Interestingly, and this is the third thing that stood out upon my reading of Harriet, the character of Harriet herself, her voice, thoughts, and actions, are described almost as secondary. You learn so little about her, apart from her hopes turning to hurt in the end. Things happen to her, things are decided for her, and everything is described for, instead of by, her. And so the utter helplessness of her situation comes across very powerfully. Furthermore, Jenkins allows many of the things that occur to remain unsaid. She lets the reader gauge the cruelty of the situation from the details, that almost seem to accidentally slip through for most of the story. For example, at one point the reader finds out that Harriet is pregnant, and it is not until then that you realise that Lewis actually had intercourse with her. It might be a natural thing, in marriage, at the time, but knowing how Lewis speaks and feels about Harriet, it becomes an act of cruelty. When Harriet comes to stay with Elizabeth and Patrick for a while, you learn that she is beaten and abused by the latter. But you do not really learn about the extent of this treatment until the court case. Before, you can only infer it from passages such as this one:
In the meantime Lewis had walked over to the Woodlands to fetch Harriet and drive with her to the station. Elizabeth had taken pains to produce her looking respectfully dressed and as became a woman about to endow her husband with a large sum of money. Harriet’s boots had been cleaned and her hair carefully done, not without some distaste, by Elizabeth herself. The dark green dress she wore, after a shaking and brushing, still looked good; her jacket had been little worn since she came down, so that was more than presentable; gloves were found, and Clara brought out Harriet’s hat from behind the curtain. Elizabeth took it, and then paused, considering. It was unfortunate that there should be a bruise on Harriet’s cheek under the right eye. Elizabeth went into her room and returned with a bonnet of her own, which had a black fall attached to it.

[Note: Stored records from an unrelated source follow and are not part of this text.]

PR #1379, opened 2023-07-07
Hott 3399

shjohnson:
### Jira link

HOTT-<TODO>

### What?

I have added/removed/altered:

- [ ] Added foo in bar
- [ ] Removed baz

### Why?

I am doing this because:

-
-
-

### Have you? (optional)


app/services/exchange_rates/upload_monthly_csv.rb
```diff
@@ -0,0 +1,47 @@
+module ExchangeRates
+  class UploadMonthlyCsv
+    attr_reader :current_time, :month, :year, :date_string
+
+    delegate :instrument, :subscribe, to: ActiveSupport::Notifications
```
willfish, line 5:
```suggestion
    delegate :instrument, to: ActiveSupport::Notifications
```

Gemfile
```diff
@@ -25,6 +25,7 @@ gem 'redis-client', '>= 0.11.2'
 gem 'redlock'
 gem 'sidekiq', '< 8'
 gem 'sidekiq-scheduler'
+gem 'whenever', require: false
```
willfish, line 28: I'm not convinced by us adding a new way of scheduling jobs currently. Why would we use this rather than sidekiq-scheduler?

app/services/exchange_rates/create_csv.rb
```diff
@@ -0,0 +1,71 @@
+module ExchangeRates
```
willfish, line 1: An idiom in the app is to always name services with a Service suffix

app/services/exchange_rates/upload_monthly_csv.rb
```diff
@@ -0,0 +1,47 @@
+module ExchangeRates
+  class UploadMonthlyCsv
+    attr_reader :current_time, :month, :year, :date_string
```
willfish, line 3: Should these be private?

app/services/exchange_rates/create_csv.rb
shjohnson: Yeah i mentioned this to Jeremy because seemed confusing to me? Is this enforced? Also noticed it with the `_factory` in factories? didnt seem much point as already prefixed under the factories folder.

Jeremy mentioned about `_service` in services that its to do with name clashes (potentially models) but then id see that as a code smell if something doesnt look like a service and naming is incorrect or approach? Happy to discuss this if my point doesnt make sense?

spec/services/exchange_rates/upload_monthly_csv_spec.rb
```diff
@@ -0,0 +1,103 @@
+# rubocop:disable RSpec/MultipleMemoizedHelpers
+RSpec.describe ExchangeRates::UploadMonthlyCsv do
+  subject(:upload_csv) { described_class.call }
+
+  let(:current_time) { Time.zone.now }
```
willfish, line 5: I wonder if we could just pass these to the service and then we can avoid all of the memoization

Gemfile
shjohnson: ahhh i didnt see this! yeah happy to use that instead 👍

app/services/exchange_rates/create_csv.rb
willfish: Its mainly for consistency at this point. Not really any good reason. I'd be happy to have them all renamed to not include Service. Just being a mixed bag is odd

willfish: Name clashes makes sense, yeah

app/services/exchange_rates/upload_monthly_csv.rb
shjohnson: Yeah can do just bad habit there 👍

app/services/exchange_rates/create_csv.rb
shjohnson: Yeah makes sense, i can change and if I really throw toys out pram and get round to it propose a folder change PR 😂

willfish: :tada:

spec/services/exchange_rates/upload_monthly_csv_spec.rb
shjohnson: To be honest i quite liked it being like an atomic action so its all held within the class. I did have at first passing in the date as this might help further down the line with other updates to the CSV file but for now we dont have all the full requirements.

shjohnson: Theres some extra memoization to allow the `.for_month` to only expect two integers which could just accept a date i guess? but think nicer to work like this.

Gemfile
shjohnson: Even though realise it was literally the line above 😂

spec/services/exchange_rates/upload_monthly_csv_spec.rb
willfish: Yeah. I think I just noticed the bypassing of the rubocop rules and figured something smells here with the lots of setup.

Gemfile
willfish: No worries :rocket: :smile:

app/services/exchange_rates/upload_monthly_csv.rb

I cannot tell you how painful it is, in many ways, to read this short passage again. Knowing what happens later, knowing what evidence is brought to light, it is extra hard to read all the small details that hide the larger facts. But, at the same time, I am a little bit in awe of Jenkins for so precisely, so levelheaded and almost humanely, portraying the thoughts and actions of those involved in Harriet’s neglect, and also being able to evoke the sense of inhumanity in the treatment of Harriet through small details and glimpses of the larger picture.
Harriet by Elizabeth Jenkins is a worthwhile, though never a light, read. She managed to evoke horrid circumstanced through subdued and precise prose, and furthermore paints a picture of the slipping scale of morality, and, perhaps, the loss of the broader view of circumstances, actions, and consequences, for some of those involved in a crime of the magnitude of the Penge Murder Mystery, without painting those involved in a positive light. Really, the more I think about it, the more I respect the clever manner in which this novel was set up.